I opened a terminal window
I cd to a directory not part of my home directory
I issued the command
Quote:
tar -cvf mytar.tar /home/ken
tar processed a bunch of files, the last being .netrc and then displayed the following message
Quote:
tar: Exiting with failure status due to previous errors
I examined the tar file and it contains .netrc. The contents of .netrc are correct.
I scrolled back through the list of files in the terminal window and do not see any error messages.
I guess the question is... how do I determine what file tripped up the tar process?
Thanks for the quick reply amani. I am running all ext3 file systems so I do not think that is the issue.

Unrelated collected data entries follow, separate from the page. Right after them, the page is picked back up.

PR #70, opened 2019-11-27
M2kAnalogOut: data streaming

teoperisanu:
Add the possibility of setting the number of kernel buffer. Multiple kernel buffers are required for streaming data. The execution time of pushing on a single channel was improved in order to achieve a continuous signal.


src/utils/private/buffer_impl.cpp
```diff
@@ -270,7 +292,11 @@ class Buffer::BufferImpl {
 			throw_exception(EXC_INVALID_PARAMETER, "Device not output buffer capable, so no buffer was created");
 		}
 
-		destroy();
+		if (nb_samples != m_last_nb_samples || cyclic) {
```
AlexandraTrifan: Can you explain this in a couple of words (some comments)? What does libiio do if we try to do this when in cyclic/non cyclic mode.

src/analog/private/m2kanalogout_impl.cpp
```diff
@@ -312,12 +349,29 @@ class M2kAnalogOut::M2kAnalogOutImpl : public DeviceGeneric {
...
+			if (isBufferEmpty) {
+				// when kernel buffers are empty both channels must be synchronized
+				setSyncedDma(true);
+			}
+		} else {
+			setSyncedDma(true);
+		}
 
 		for (unsigned int chn = 0; chn < nb_channels; chn++) {
 			std::vector<short> raw_data_buffer = {};
```
AlexandraTrifan: Can we use bufferSize on the next line instead of nb_samples/nb_channels?

teoperisanu: Modified in commit 85c9a60.

src/utils/private/buffer_impl.cpp
teoperisanu: Added some comments in commit 0377d99.

examples/analog/streaming_synchronized.cpp
```diff
@@ -0,0 +1,63 @@
...
+using namespace libm2k;
+using namespace libm2k::analog;
+using namespace libm2k::contexts;
+
+constexpr float pi = 3.14;
+constexpr double sampleRate = 75000;
+
+int main()
+{
+	M2k *context = m2kOpen("usb:5.15.5");
```
AlexandraTrifan: I think we should remove the uri from this example.

include/libm2k/analog/m2kanalogout.hpp
```diff
@@ -239,7 +248,8 @@ class LIBM2K_API M2kAnalogOut
 	* @param data A pointer to the samples
 	* @param nb_samples the number of samples
 	*
-	* @note The corresponding DAC will be powered up
+	* @note Streaming data is possible - required multiple kernel buffers
+	* @note The given channel won't be syncronyzed with the other channel
```
AlexandraTrifan: typo at synchronized

examples/analog/streaming_synchronized.cpp
teoperisanu: Removed in commit 6205d71.

include/libm2k/analog/m2kanalogout.hpp
teoperisanu: Modified in commit da68e64.

PR #71, opened 2019-11-28
General: Added LGPL v2.1 license headers

adisuciu:


AlexandraTrifan:
Looks good to me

Can you please tell me more about the debuginfo package. Is it available for Ubuntu - I do not find it in Synaptic nor do I find any debug packages associated with tar. I have googled for debuginfo and it appears to be a RedHat/Fedora package(?)
I just did a tar of my .netrc file as suggested. It worked fine, no error and the .netrc file is in the tar file as expected.
I am guessing that the file which caused the problem is the one which tar tried to process after .netrc. However, I have no idea what that file would be. Is tar reading files by timestamp, name alphabetically, inode number???
The tar command should tell you the error that occured (you may need to look back through the output). Usually this happens when a file changes or gets deleted while tar is trying to archive it. This is pretty common when archiving large directory and is nothing to worry about if that's what happened.
I have again looked line for line through the output. I see nothing to indicate a problem. I do note that the tar file is about 8.8 MB and my home directory is about 90 GB. I am not using compression so obviously the process is dying before processing all of the files under /home/ken.
tar: Removing leading `/' from member names
tar: /home/ken/.viminfo: Cannot open: Permission denied
tar: Exiting with failure status due to previous errors
And the permissions on this rogue file .vminfo
Quote:
dr-x------ 2 ken ken 0 2010-02-06 16:42 .gvfs
So I did a sudo chmod 555 /home/ken/.viminfo and low and behold I can tar the whole mess. The resulting tar file is about 84 MB.